Privacy Policy

1. Introduction

This Privacy Policy explains how Callmate processes personal data when you:

• Visit our website at https://www.callmate.io
• Interact with our social media pages
• Use the Callmate platform

Personal data means any information that can identify you directly or indirectly, such as your name, email address, or information about how you use our services.

2. Who We Are

Callmate Ltd is the data controller for personal data processed through our website and for your account data.

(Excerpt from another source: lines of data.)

Issue #268, opened 2020-02-03
jest-styled-components `toHaveStyleRule()` does not detect styles when using babel-plugin-styled-components


robilars-amazon:
### System:
 - OS: Linux 4.15 Debian GNU/Linux 9 (stretch) 9 (stretch)
 - CPU: (4) x64 Intel(R) Xeon(R) CPU @ 2.30GHz
 - Memory: 4.06 GB / 25.51 GB
 - Container: Yes
 - Shell: 4.4.12 - /bin/bash
### Binaries:
 - Node: 10.17.0 - /usr/local/bin/node
 - Yarn: 1.19.1 - /usr/local/bin/yarn
 - npm: 6.11.3 - /usr/local/bin/npm
### npmPackages:
 - babel-plugin-styled-components: ^1.10.7 => 1.10.7
 - jest-styled-components: ^7.0.0 => 7.0.0
 - styled-components: ^5.0.0 => 5.0.0

## Reproduction

https://repl.it/@robilarsamazon/jest-styled-components-5-and-babel-plugin-styled-components

## Steps to reproduce

Click "Run" to run execute unit test  

## Expected Behavior

Test passes

## Actual Behavior

Test fails 

## Notes

jest-styled-components `toHaveStyleRule()` depends on componentIds that start with `sc-`. When babel-plugin-styled-components is enabled, componentIds are not prefixed.

robilars-amazon:
The correct behavior can be seen by removing  `"babel-plugin-styled-components"` from babel.config.js and re-running the test in https://repl.it/@robilarsamazon/jest-styled-components-5-and-babel-plugin-styled-components

robilars-amazon:
Created PR #269 for a solution that makes all componentIds prefixed with `sc-`

vvanmol:
Hello, 

Thanks @robilars-amazon for the PR.

Any estimate on when this can be reviewed and merged ?

samplefrequency:
Love to see this get merged soon.

PatrickMcLennan:
Seconded, kinda driving me crazy over here.  Can try to help if needed.

robilars-amazon:
Looks like #290 was not building in CI. Created a new PR
https://github.com/styled-components/babel-plugin-styled-components/pull/275

robilars-amazon:
I published out a fork of the package with the PR applied. Feel free to use this till a fix is added to master
https://www.npmjs.com/package/@robilars/babel-plugin-styled-components

[...]

PR #313, opened 2021-02-11
Ensure sc- prefix is always added

chalbert:
Currently, the sc- is added at the start of the hash by replacing the first digit. The problem is that the hash may also start by a letter, causing the class name to sometimes miss the sc- prefix.

This fix makes it possible to use this plugin with styled-components@5 + jest-styled-components@7.

In the meantime, I've published the fix on npm under [@chalbert/babel-plugin-styled-components](https://www.npmjs.com/package/@chalbert/babel-plugin-styled-components)

In my experience, it fixes the following issues :

#268
styled-components/jest-styled-components#297
styled-components/jest-styled-components#335
styled-components/jest-styled-components#294
And potentially others.

### DIFF
--- a/test/fixtures/minify-single-line-comments-with-interpolations/output.js
+++ b/test/fixtures/minify-single-line-comments-with-interpolations/output.js
@@ -1,29 +1,29 @@
 import styled from 'styled-components';
 const Test1 = styled.div.withConfig({
   displayName: "code__Test1",
-  componentId: "kc0mjf-0"
+  componentId: "sc-kc0mjf-0"
 })(["width:100%;"]);
 const Test2 = styled.div.withConfig({
   displayName: "code__Test2",
-  componentId: "kc0mjf-1"
+  componentId: "sc-kc0mjf-1"
 })(["width:100%;"]);
 const Test3 = styled.div.withConfig({
   displayName: "code__Test3",
-  componentId: "kc0mjf-2"
+  componentId: "sc-kc0mjf-2"
 })(["width:100%;", ";"], 'red');
 const Test4 = styled.div.withConfig({
   displayName: "code__Test4",
-  componentId: "kc0mjf-3"
+  componentId: "sc-kc0mjf-3"
 })(["width:100%;"]);
 const Test5 = styled.div.withConfig({
   displayName: "code__Test5",
-  componentId: "kc0mjf-4"
+  componentId: "sc-kc0mjf-4"
 })(["width:100%;"]);
 const Test6 = styled.div.withConfig({
   displayName: "code__Test6",
-  componentId: "kc0mjf-5"
+  componentId: "sc-kc0mjf-5"
 })(["background:url(\"https://google.com\");width:100%;", " "], 'green');
 const Test7 = styled.div.withConfig({
   displayName: "code__Test7",
-  componentId: "kc0mjf-6"
+  componentId: "sc-kc0mjf-6"
 })(["background:url(\"https://google.com\");width:", ";", "  height:", ";"], p => p.props.width, 'green', p => p.props.height);
--- a/src/visitors/displayNameAndId.js
+++ b/src/visitors/displayNameAndId.js
@@ -135,9 +135,7 @@ const getNextId = state => {
 
 const getComponentId = state => {
   // Prefix the identifier with a character because CSS classes cannot start with a number
-  return `${useNamespace(state)}${prefixLeadingDigit(
-    getFileHash(state)
-  )}-${getNextId(state)}`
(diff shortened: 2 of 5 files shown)


test/fixtures/minify-single-line-comments-with-interpolations/output.js
```diff
@@ -1,29 +1,29 @@
 import styled from 'styled-components';
 const Test1 = styled.div.withConfig({
-  displayName: "code__Test1",
-  componentId: "kc0mjf-0"
+  displayName: "sc-code__Test1",
```
probablyup, line 3: The `displayName` shouldn't be getting prefixed

chalbert: Right, I see. That may be why the bug was first introduced. By only prefixing digit, the goal was to skip prefixing the displayName, but it also skipped prefixing some of the hash. I'll look into it.

chalbert: @probablyup I've updated to prevent the prefixing of the displayName.

agriffis:
What about something like this instead?
- generated classes get consistently namespaced or `sc-` prefix
- block names get an underscore prefix when needed

```
diff --git a/src/utils/prefixDigit.js b/src/utils/prefixDigit.js
index 8cb8c4b..ec5d2ee 100644
--- a/src/utils/prefixDigit.js
+++ b/src/utils/prefixDigit.js
@@ -1,3 +1,3 @@
-export default function prefixLeadingDigit(str) {
-  return str.replace(/^(\d)/, 'sc-$1')
+export default function prefixLeadingDigit(str, prefix) {
+  return str.replace(/^(?=\d)/, prefix)
 }
diff --git a/src/visitors/displayNameAndId.js b/src/visitors/displayNameAndId.js
index 42c1c1f..eed1140 100644
--- a/src/visitors/displayNameAndId.js
+++ b/src/visitors/displayNameAndId.js
@@ -72,8 +72,8 @@ const getDisplayName = t => (path, state) => {
       return componentName
     }
     return componentName
-      ? `${prefixLeadingDigit(blockName)}__${componentName}`
-      : prefixLeadingDigit(blockName)
+      ? `${prefixLeadingDigit(blockName, '_')}__${componentName}`
+      : prefixLeadingDigit(blockName, '_')
   } else {
     return componentName
   }
@@ -134,10 +134,8 @@ const getNextId = state => {
 }
 
 const getComponentId = state => {
-  // Prefix the identifier with a character because CSS classes cannot start with a number
-  return `${useNamespace(state)}${prefixLeadingDigit(
-    getFileHash(state)
-  )}-${getNextId(state)}`
+  // Ensure identifier has prefix to avoid invalid class starting with number.
+  return `${useNamespace(state) || 'sc-'}${getFileHash(state)}-${getNextId(state)}`
 }
 
 export default t => (path, state) => {
```

chalbert:
With this different approach, when using a namespace, the classname does not include `sc-` anymore. I don't know if there is a reason for that. It could be a breaking change for tools or projects that rely on having the `sc-` in the classname.

agriffis:
> With this different approach, when using a namespace, the classname does not include `sc-` anymore. I don't know if there is a reason for that. It could be a breaking change for tools or projects that rely on having the `sc-` in the classname.

It wasn't consistent previously, because of conditionalizing on the digit. I doubt it's a problem.

If you feel strongly about it, that line could be `${useNamespace(state)}sc-${getFileHash(state)}-${getNextId(state)}` to always insert `sc-` regardless of the namespace, but my feeling is that the namespace serves the purpose at that point, and the extra `sc-` is just noise.

chalbert:
Not being a maintainer, I'm not too sure of the impact. What I know is that jest-styled-components uses `sc-` to locate the class ― it was at the root of this bug as it was sometimes missing. So I guess it would be safer to keep `sc-` even if it does impose a bit of noise.

agriffis:
Sure, that makes sense. I just updated my diff above.

Main thing I'd like to avoid is extra complexity. There are two kinds of prefixing here: (1) for eyeballing and tools, (2) to avoid invalid class names. These different reasons were conflated by the original code. Rather than make that code more complex to cover more cases, it's better to tease them apart.

If you like it, please feel free to update your PR to use this approach.

chalbert:
@probablyup I simplified the solution.

akatakritos:
Thanks @chalbert -- I've been troubleshooting this all morning after an upgrade. Your forked package is working great for me now. 

Would love to get this merged in!

probablyup:
@chalbert  could you merge from main to get the tests running? Just enabled actions for forks. TY!

probablyup (approved):
Makes sense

When you use our platform to contact your customers, you are the data controller for your end-users' data, and Callmate acts as the data processor.

Registered Address: 128 City Road, London, EC1V 2NX, United Kingdom
Contact: dennis@callmate.io

3. Data We Collect and Process

3.1 Website Visitors

Technical Data (collected automatically):

• IP address
• Browser type and version
• Operating system
• Pages accessed and time of access
• Language settings

Contact Form & Enquiries:

• Name, email, and any information you provide in your message

Newsletter Subscriptions:

• Email address (with your consent)

3.2 Platform Users

Your Account Data (we control):

• Account registration details
• Billing information
• Login credentials and authentication data
• Usage data and platform interactions

Customer Data (you control, we process on your behalf):

• Contact details of call recipients
• Call metadata (duration, time, phone numbers)
• Conversation data (transcripts, summaries, recordings where enabled)
• Configurations, workflows, and prompts you create

4. How We Use Your Data

4.1 Website Data

We use website data to:

• Operate a secure and functional website
• Respond to enquiries and communications
• Send newsletters (with your consent)
• Improve our services
• Comply with legal obligations

Legal Basis:

• Legitimate interests (website security, responding to enquiries, improving services)
• Consent (newsletter subscriptions)
• Contract performance (when processing is necessary to provide requested services)

4.2 Platform Data

We process platform data to:

• Provide and operate the platform
• Enable AI-powered call handling
• Generate transcripts, summaries, and analytics
• Provide customer support
• Maintain security and prevent abuse

Legal Basis:

• Contract performance (providing the Services)
• Legitimate interests (security, fraud prevention, service improvements)
• Your instructions (when processing Customer Data on your behalf)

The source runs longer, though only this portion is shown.